Work instruction: Wherever the word "practice" appears in the entries, copy the whole line.

[Stored data]
──────────
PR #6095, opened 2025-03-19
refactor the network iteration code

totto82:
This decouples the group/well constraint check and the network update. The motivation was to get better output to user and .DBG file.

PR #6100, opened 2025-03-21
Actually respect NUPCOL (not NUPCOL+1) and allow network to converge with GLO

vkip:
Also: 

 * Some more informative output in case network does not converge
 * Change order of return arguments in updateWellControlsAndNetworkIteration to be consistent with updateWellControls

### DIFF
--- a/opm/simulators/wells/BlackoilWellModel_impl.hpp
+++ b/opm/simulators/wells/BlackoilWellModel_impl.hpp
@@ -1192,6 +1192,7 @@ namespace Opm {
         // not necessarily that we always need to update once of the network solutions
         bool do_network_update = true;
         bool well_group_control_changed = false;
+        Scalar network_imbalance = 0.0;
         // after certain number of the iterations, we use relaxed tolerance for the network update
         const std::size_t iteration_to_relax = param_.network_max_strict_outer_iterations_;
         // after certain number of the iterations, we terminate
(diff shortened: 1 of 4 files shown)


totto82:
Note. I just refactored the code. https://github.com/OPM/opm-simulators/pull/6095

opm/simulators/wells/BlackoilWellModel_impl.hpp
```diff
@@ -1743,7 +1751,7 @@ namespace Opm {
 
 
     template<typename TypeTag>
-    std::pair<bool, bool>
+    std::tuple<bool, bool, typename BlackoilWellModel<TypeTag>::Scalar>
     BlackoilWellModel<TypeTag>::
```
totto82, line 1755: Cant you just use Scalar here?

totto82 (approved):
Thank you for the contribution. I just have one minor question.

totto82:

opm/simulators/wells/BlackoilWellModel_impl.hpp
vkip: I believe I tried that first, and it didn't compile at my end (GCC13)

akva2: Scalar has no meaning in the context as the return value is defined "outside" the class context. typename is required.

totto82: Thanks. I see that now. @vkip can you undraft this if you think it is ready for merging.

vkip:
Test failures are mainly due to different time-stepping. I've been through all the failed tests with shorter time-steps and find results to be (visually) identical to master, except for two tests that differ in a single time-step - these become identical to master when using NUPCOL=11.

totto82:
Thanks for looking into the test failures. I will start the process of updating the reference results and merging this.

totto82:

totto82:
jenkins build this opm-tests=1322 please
──────────
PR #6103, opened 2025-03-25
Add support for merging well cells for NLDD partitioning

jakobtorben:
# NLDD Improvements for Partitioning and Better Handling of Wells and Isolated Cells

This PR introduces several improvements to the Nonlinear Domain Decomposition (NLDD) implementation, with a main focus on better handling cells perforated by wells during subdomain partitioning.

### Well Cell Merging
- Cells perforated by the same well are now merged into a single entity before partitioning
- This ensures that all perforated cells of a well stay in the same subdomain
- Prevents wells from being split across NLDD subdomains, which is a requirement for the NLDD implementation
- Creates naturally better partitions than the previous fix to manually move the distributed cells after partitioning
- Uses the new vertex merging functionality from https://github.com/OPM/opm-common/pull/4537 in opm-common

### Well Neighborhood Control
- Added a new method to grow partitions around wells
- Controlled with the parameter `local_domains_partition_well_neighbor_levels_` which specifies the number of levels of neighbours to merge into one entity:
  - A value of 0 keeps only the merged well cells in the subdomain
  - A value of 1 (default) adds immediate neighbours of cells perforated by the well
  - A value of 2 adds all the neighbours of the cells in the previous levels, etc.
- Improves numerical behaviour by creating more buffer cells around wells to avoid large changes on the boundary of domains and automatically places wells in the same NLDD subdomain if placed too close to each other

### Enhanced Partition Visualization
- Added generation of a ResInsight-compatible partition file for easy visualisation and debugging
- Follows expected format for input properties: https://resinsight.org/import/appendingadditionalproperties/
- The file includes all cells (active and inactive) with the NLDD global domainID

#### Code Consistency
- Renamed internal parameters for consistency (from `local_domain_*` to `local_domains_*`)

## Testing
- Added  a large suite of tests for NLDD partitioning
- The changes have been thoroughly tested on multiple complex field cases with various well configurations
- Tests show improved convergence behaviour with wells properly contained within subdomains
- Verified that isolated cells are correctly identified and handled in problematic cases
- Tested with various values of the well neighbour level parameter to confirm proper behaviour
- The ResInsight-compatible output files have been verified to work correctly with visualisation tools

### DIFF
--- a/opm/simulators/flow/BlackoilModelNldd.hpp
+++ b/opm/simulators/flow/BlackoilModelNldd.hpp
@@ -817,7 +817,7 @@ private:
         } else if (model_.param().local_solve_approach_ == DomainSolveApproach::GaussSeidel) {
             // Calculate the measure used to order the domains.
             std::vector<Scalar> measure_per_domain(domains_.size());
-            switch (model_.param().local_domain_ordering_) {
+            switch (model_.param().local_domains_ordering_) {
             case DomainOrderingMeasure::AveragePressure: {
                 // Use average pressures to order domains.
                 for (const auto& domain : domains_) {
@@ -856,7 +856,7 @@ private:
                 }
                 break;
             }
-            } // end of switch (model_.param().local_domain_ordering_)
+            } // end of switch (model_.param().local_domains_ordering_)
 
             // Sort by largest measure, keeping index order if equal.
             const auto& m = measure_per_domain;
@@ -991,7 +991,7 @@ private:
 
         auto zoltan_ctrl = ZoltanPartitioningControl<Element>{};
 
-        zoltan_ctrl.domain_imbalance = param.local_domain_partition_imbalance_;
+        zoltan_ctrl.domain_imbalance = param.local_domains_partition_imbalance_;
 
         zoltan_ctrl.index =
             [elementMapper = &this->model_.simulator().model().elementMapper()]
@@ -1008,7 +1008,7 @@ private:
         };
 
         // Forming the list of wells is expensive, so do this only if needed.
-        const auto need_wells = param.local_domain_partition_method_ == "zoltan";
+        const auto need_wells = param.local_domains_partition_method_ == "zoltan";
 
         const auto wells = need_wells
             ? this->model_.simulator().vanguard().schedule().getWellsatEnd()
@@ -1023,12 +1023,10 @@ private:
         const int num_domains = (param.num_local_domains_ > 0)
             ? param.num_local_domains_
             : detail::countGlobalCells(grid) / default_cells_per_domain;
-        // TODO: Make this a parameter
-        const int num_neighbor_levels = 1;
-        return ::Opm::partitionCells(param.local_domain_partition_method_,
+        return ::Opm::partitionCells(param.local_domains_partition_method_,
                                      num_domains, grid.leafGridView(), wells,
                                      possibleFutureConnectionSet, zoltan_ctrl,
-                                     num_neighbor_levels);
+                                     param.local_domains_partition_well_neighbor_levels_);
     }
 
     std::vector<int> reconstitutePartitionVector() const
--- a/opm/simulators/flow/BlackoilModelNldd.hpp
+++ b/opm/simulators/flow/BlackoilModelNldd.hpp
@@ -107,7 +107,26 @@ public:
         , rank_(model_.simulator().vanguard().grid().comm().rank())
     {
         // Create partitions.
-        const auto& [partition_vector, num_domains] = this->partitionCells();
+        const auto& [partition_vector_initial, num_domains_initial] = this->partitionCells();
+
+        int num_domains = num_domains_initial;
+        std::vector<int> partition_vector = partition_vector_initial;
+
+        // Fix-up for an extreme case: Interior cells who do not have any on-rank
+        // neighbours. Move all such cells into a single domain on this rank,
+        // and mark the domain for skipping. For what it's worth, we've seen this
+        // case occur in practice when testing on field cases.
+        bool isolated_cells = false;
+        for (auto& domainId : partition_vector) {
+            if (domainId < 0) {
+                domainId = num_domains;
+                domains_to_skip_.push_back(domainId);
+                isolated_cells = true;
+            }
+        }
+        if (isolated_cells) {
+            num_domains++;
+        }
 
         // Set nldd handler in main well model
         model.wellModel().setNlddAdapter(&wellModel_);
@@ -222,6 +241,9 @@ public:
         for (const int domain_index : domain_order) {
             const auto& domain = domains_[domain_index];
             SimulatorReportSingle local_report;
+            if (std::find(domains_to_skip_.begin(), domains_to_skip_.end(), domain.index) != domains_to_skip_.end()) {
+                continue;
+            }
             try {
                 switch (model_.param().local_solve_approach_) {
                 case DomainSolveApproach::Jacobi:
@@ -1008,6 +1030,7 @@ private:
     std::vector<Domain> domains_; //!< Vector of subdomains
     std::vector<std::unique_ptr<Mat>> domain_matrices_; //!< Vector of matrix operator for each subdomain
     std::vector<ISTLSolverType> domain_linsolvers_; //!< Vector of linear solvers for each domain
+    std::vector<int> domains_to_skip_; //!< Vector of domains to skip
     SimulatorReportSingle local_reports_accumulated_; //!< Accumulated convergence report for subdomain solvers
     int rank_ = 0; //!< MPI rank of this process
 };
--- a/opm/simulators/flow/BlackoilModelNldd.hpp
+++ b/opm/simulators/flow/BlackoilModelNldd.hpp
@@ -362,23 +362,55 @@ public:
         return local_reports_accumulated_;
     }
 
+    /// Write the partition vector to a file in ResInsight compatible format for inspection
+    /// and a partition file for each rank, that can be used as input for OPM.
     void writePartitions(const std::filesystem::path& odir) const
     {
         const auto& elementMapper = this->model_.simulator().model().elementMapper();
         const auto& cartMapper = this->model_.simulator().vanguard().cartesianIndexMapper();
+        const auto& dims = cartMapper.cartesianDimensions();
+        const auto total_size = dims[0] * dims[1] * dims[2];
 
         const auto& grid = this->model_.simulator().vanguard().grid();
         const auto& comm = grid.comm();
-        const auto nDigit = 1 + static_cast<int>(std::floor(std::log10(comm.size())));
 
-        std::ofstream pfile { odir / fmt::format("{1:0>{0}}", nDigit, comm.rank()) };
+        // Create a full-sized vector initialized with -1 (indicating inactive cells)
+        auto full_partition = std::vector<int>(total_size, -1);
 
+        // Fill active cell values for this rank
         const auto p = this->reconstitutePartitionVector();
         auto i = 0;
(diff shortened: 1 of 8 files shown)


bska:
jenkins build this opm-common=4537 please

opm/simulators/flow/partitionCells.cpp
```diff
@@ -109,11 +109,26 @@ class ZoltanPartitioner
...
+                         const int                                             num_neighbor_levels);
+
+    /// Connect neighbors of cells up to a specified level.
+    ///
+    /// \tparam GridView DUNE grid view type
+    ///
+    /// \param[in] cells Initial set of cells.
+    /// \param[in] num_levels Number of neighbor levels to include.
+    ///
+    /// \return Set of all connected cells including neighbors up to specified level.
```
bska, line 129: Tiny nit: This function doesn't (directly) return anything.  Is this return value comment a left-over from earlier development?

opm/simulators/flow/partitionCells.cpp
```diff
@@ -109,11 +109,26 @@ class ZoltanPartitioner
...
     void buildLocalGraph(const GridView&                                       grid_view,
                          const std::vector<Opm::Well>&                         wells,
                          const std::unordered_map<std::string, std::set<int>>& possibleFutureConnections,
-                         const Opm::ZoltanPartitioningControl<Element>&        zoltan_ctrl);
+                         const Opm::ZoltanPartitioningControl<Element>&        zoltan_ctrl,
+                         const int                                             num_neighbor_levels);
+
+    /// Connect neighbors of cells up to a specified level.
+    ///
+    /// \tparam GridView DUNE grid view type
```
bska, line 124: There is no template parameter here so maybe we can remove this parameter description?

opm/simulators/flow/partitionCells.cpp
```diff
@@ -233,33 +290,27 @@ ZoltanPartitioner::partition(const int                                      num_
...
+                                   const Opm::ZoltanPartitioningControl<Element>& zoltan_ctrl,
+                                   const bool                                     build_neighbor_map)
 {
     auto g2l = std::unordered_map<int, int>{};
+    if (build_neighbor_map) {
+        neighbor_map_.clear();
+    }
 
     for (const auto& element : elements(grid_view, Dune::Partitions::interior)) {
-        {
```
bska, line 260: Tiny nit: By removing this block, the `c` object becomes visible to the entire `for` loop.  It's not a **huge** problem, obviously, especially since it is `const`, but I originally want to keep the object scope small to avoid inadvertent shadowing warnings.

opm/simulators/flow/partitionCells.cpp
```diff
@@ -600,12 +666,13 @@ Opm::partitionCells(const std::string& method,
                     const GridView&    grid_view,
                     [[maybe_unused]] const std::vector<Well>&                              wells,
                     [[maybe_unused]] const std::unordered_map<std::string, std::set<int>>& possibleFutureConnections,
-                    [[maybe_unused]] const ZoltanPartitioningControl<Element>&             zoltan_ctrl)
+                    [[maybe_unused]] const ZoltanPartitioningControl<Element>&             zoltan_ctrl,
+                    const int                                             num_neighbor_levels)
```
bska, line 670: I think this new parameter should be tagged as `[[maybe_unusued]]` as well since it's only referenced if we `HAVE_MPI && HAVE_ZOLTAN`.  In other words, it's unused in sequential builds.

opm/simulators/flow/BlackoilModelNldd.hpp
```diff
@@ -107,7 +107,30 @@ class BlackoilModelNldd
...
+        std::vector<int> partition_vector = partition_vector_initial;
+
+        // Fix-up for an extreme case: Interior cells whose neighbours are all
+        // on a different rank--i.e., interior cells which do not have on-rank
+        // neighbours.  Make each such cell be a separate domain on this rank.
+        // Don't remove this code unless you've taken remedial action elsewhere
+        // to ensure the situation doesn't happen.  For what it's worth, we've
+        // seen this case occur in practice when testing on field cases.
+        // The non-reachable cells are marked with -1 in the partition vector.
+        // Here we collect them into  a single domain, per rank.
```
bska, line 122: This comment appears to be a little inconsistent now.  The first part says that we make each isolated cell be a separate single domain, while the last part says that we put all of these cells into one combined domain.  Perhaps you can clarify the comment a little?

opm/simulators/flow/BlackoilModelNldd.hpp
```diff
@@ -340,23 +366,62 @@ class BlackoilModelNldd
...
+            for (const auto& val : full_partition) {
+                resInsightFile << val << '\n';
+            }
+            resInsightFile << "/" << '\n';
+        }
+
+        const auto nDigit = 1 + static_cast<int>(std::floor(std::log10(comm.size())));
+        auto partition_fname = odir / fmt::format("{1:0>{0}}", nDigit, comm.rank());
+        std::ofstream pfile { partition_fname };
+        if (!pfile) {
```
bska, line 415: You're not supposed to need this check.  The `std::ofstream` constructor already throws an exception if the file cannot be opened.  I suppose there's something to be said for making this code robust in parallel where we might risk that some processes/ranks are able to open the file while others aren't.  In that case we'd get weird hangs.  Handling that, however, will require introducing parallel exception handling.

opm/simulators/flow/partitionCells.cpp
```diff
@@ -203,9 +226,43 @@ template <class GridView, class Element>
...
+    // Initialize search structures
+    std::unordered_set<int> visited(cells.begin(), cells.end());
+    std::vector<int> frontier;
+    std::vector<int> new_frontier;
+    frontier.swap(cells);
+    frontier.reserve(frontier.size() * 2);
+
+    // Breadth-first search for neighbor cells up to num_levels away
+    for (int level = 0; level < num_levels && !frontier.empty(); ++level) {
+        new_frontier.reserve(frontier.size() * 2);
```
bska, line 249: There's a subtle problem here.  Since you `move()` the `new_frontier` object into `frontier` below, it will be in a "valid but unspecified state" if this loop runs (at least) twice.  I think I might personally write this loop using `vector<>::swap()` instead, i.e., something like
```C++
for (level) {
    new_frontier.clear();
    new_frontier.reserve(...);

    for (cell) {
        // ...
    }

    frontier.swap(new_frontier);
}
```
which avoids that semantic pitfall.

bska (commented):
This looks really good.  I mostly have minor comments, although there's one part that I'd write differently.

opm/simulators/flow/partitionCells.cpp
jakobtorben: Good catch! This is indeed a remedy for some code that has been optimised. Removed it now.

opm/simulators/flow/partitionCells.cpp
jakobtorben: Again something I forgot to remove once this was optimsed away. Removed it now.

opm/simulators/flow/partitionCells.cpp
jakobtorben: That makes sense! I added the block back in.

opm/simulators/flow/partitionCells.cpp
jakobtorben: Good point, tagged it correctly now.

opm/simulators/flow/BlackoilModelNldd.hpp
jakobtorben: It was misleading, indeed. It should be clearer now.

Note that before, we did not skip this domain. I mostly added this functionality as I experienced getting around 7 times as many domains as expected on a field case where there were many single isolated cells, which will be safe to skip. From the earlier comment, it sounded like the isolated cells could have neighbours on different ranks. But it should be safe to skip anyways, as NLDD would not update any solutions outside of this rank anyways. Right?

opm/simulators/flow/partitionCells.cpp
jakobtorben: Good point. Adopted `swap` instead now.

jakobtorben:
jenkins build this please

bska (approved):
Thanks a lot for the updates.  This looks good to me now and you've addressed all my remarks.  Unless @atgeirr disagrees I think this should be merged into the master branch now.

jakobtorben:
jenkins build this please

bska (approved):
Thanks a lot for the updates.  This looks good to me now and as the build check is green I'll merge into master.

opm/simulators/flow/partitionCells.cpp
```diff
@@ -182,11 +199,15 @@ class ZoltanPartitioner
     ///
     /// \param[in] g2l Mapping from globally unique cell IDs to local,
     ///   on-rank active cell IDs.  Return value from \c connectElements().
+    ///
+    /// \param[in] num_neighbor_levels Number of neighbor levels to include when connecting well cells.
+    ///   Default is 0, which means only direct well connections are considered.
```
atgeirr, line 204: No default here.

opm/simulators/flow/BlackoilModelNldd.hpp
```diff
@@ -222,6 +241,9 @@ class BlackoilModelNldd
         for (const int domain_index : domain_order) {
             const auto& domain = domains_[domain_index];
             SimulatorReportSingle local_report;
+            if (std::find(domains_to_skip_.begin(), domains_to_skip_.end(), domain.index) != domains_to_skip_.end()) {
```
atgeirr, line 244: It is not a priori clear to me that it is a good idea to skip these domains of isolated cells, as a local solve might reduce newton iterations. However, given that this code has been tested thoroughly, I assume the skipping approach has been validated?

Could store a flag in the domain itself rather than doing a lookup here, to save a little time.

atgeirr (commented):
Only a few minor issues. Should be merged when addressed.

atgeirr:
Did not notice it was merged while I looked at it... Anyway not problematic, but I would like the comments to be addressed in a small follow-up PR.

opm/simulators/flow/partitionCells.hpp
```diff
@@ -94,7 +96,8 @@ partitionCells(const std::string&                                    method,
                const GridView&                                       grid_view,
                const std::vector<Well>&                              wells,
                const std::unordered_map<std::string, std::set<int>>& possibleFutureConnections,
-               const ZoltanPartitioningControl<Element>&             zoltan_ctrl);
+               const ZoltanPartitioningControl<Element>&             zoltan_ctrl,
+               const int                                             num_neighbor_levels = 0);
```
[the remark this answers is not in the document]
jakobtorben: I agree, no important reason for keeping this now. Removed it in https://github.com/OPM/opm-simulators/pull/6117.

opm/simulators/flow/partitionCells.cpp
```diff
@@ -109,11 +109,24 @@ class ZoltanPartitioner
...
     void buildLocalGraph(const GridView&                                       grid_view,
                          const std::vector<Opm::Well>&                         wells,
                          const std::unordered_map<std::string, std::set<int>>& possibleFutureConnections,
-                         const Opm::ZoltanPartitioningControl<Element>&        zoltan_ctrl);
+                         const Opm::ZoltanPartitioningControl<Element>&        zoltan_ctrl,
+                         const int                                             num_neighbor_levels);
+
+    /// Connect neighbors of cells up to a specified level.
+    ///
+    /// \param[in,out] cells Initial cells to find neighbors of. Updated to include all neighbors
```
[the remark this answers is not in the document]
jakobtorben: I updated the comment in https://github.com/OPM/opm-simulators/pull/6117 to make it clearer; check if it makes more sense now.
──────────
Answer:
+        // case occur in practice when testing on field cases.
+        // seen this case occur in practice when testing on field cases.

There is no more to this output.